# Problem to solve
Complete, exact copies of all entries are needed.

# Supplied data
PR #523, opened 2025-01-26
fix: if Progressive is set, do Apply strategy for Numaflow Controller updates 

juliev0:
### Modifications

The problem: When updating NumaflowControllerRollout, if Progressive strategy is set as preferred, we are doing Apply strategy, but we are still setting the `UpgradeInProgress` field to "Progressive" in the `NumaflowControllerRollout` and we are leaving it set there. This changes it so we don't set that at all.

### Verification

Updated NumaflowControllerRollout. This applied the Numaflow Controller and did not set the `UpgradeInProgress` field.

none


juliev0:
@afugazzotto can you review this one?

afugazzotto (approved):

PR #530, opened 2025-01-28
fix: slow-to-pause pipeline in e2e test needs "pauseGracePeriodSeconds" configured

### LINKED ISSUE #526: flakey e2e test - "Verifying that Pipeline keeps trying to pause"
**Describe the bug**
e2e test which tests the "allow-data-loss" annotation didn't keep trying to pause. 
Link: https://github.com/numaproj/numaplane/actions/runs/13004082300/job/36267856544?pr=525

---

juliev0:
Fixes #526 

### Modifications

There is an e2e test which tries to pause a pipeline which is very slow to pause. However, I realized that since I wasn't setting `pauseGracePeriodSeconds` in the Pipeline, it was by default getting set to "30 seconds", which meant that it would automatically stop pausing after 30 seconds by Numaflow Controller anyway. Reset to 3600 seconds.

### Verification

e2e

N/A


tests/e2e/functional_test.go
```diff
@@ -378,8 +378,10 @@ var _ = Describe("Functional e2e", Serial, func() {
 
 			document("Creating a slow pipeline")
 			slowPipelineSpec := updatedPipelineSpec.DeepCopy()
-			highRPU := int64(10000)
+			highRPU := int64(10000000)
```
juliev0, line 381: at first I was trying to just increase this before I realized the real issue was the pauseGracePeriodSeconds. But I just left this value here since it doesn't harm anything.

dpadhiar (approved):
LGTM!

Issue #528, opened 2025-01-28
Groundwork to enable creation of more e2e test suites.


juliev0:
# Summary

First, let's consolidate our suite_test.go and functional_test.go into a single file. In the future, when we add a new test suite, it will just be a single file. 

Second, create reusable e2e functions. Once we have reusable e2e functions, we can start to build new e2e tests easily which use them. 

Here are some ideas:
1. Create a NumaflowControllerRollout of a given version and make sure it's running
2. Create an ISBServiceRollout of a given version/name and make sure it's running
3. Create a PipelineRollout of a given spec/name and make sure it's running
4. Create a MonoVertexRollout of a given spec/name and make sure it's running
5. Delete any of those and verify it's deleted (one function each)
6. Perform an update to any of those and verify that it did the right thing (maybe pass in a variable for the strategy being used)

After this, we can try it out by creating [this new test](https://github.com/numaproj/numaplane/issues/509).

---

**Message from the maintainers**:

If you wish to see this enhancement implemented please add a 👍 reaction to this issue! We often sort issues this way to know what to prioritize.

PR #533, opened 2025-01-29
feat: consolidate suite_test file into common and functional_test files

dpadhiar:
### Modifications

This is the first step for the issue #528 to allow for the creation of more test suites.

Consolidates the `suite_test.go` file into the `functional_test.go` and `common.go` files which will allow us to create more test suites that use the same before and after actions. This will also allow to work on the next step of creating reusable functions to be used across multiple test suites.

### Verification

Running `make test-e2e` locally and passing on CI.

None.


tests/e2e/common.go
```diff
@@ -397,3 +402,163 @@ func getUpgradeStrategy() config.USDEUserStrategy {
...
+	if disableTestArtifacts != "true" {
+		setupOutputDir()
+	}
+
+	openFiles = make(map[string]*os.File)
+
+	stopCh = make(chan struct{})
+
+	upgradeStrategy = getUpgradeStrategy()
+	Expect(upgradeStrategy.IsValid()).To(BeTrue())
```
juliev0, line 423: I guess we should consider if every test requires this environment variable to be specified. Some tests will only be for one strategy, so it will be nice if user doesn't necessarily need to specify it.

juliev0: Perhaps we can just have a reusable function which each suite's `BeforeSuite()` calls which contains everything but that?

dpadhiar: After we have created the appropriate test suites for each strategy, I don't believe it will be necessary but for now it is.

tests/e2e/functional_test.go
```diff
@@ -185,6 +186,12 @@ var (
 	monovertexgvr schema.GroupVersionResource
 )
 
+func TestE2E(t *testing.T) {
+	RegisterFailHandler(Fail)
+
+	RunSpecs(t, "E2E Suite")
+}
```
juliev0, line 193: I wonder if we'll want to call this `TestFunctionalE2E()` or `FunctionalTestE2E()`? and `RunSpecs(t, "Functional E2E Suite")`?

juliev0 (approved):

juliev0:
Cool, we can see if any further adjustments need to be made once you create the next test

# Exercise response
PR #523, opened 2025-01-26
fix: if Progressive is set, do Apply strategy for Numaflow Controller updates 

juliev0:
### Modifications

The problem: When updating NumaflowControllerRollout, if Progressive strategy is set as preferred, we are doing Apply strategy, but we are still setting the `UpgradeInProgress` field to "Progressive" in the `NumaflowControllerRollout` and we are leaving it set there. This changes it so we don't set that at all.

### Verification

Updated NumaflowControllerRollout. This applied the Numaflow Controller and did not set the `UpgradeInProgress` field.

none


juliev0:
@afugazzotto can you review this one?

afugazzotto (approved):

PR #530, opened 2025-01-28
fix: slow-to-pause pipeline in e2e test needs "pauseGracePeriodSeconds" configured

### LINKED ISSUE #526: flakey e2e test - "Verifying that Pipeline keeps trying to pause"
**Describe the bug**
e2e test which tests the "allow-data-loss" annotation didn't keep trying to pause. 
Link: https://github.com/numaproj/numaplane/actions/runs/13004082300/job/36267856544?pr=525

---

juliev0:
Fixes #526 

### Modifications

There is an e2e test which tries to pause a pipeline which is very slow to pause. However, I realized that since I wasn't setting `pauseGracePeriodSeconds` in the Pipeline, it was by default getting set to "30 seconds", which meant that it would automatically stop pausing after 30 seconds by Numaflow Controller anyway. Reset to 3600 seconds.

### Verification

e2e

N/A


tests/e2e/functional_test.go
```diff
@@ -378,8 +378,10 @@ var _ = Describe("Functional e2e", Serial, func() {
 
 			document("Creating a slow pipeline")
 			slowPipelineSpec := updatedPipelineSpec.DeepCopy()
-			highRPU := int64(10000)
+			highRPU := int64(10000000)
```
juliev0, line 381: at first I was trying to just increase this before I realized the real issue was the pauseGracePeriodSeconds. But I just left this value here since it doesn't harm anything.

dpadhiar (approved):
LGTM!

Issue #528, opened 2025-01-28
Groundwork to enable creation of more e2e test suites.


juliev0:
# Summary

First, let's consolidate our suite_test.go and functional_test.go into a single file. In the future, when we add a new test suite, it will just be a single file. 

Second, create reusable e2e functions. Once we have reusable e2e functions, we can start to build new e2e tests easily which use them. 

Here are some ideas:
1. Create a NumaflowControllerRollout of a given version and make sure it's running
2. Create an ISBServiceRollout of a given version/name and make sure it's running
3. Create a PipelineRollout of a given spec/name and make sure it's running
4. Create a MonoVertexRollout of a given spec/name and make sure it's running
5. Delete any of those and verify it's deleted (one function each)
6. Perform an update to any of those and verify that it did the right thing (maybe pass in a variable for the strategy being used)

After this, we can try it out by creating [this new test](https://github.com/numaproj/numaplane/issues/509).

---

**Message from the maintainers**:

If you wish to see this enhancement implemented please add a 👍 reaction to this issue! We often sort issues this way to know what to prioritize.

PR #533, opened 2025-01-29
feat: consolidate suite_test file into common and functional_test files

dpadhiar:
### Modifications

This is the first step for the issue #528 to allow for the creation of more test suites.

Consolidates the `suite_test.go` file into the `functional_test.go` and `common.go` files which will allow us to create more test suites that use the same before and after actions. This will also allow to work on the next step of creating reusable functions to be used across multiple test suites.

### Verification

Running `make test-e2e` locally and passing on CI.

None.


tests/e2e/common.go
```diff
@@ -397,3 +402,163 @@ func getUpgradeStrategy() config.USDEUserStrategy {
...
+	if disableTestArtifacts != "true" {
+		setupOutputDir()
+	}
+
+	openFiles = make(map[string]*os.File)
+
+	stopCh = make(chan struct{})
+
+	upgradeStrategy = getUpgradeStrategy()
+	Expect(upgradeStrategy.IsValid()).To(BeTrue())
```
juliev0, line 423: I guess we should consider if every test requires this environment variable to be specified. Some tests will only be for one strategy, so it will be nice if user doesn't necessarily need to specify it.

juliev0: Perhaps we can just have a reusable function which each suite's `BeforeSuite()` calls which contains everything but that?

dpadhiar: After we have created the appropriate test suites for each strategy, I don't believe it will be necessary but for now it is.

tests/e2e/functional_test.go
```diff
@@ -185,6 +186,12 @@ var (
 	monovertexgvr schema.GroupVersionResource
 )
 
+func TestE2E(t *testing.T) {
+	RegisterFailHandler(Fail)
+
+	RunSpecs(t, "E2E Suite")
+}
```
juliev0, line 193: I wonder if we'll want to call this `TestFunctionalE2E()` or `FunctionalTestE2E()`? and `RunSpecs(t, "Functional E2E Suite")`?

juliev0 (approved):

juliev0:
Cool, we can see if any further adjustments need to be made once you create the next test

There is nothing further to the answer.